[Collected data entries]
====================

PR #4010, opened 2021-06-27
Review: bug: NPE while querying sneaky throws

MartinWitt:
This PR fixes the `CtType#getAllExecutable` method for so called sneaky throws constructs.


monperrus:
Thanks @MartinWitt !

====================

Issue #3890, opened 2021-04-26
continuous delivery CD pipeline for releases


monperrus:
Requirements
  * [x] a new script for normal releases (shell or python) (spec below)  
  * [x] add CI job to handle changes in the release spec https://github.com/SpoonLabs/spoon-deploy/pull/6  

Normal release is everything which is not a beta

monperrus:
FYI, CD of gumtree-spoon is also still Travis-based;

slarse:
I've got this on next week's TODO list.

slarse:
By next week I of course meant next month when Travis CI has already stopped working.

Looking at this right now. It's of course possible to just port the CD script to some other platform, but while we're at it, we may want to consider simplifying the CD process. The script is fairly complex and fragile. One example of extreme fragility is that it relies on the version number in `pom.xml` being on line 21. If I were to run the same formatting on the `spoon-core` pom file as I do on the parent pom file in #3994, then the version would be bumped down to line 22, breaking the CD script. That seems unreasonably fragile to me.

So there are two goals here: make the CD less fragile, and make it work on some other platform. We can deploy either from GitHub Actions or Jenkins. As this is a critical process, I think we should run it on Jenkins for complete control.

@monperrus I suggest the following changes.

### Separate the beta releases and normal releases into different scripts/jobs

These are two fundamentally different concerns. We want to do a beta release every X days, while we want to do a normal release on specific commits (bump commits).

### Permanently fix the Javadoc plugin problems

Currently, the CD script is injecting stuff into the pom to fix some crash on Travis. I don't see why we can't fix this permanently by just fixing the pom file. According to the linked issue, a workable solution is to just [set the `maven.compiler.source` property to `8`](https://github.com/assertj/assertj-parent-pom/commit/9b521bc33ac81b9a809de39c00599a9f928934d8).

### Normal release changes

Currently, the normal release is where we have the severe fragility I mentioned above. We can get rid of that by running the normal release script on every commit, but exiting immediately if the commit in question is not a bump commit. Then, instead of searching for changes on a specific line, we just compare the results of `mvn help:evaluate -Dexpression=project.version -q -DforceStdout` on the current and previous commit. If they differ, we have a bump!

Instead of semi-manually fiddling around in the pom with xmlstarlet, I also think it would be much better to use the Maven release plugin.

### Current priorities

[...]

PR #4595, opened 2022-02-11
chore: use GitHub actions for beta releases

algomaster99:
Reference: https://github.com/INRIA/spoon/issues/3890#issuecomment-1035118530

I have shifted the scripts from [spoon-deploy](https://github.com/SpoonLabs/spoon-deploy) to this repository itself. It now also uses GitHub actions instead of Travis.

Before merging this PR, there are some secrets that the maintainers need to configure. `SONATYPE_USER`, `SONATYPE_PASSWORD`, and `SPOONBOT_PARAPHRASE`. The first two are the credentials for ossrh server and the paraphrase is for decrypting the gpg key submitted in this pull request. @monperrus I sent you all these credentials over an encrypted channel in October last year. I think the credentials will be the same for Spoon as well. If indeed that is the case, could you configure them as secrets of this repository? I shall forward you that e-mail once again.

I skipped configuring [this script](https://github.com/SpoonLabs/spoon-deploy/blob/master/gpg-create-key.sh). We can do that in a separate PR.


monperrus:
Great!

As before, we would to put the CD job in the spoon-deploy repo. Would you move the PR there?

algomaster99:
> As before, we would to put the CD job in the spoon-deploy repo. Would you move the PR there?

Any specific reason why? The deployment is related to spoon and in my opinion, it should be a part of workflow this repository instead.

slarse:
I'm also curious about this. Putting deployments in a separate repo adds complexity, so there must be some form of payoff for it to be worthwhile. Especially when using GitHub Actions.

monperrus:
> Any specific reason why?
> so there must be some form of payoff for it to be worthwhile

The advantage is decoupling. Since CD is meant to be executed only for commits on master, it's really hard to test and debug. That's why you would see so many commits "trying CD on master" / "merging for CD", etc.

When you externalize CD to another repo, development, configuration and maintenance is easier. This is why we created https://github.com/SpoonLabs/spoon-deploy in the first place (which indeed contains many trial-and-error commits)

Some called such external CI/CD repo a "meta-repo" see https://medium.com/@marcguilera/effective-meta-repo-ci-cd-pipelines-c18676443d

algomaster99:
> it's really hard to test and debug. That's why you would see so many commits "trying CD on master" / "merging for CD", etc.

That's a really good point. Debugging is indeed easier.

====================

### WHAT IS NEEDED
Out of the data above, transcribe exactly and only the lines starting with the line that has "PR #4010, opened 2021-06-27" and going on through the line that has "Thanks @MartinWitt !", both included.

### RESULT OF THE TASK
PR #4010, opened 2021-06-27
Review: bug: NPE while querying sneaky throws

MartinWitt:
This PR fixes the `CtType#getAllExecutable` method for so called sneaky throws constructs.


monperrus:
Thanks @MartinWitt !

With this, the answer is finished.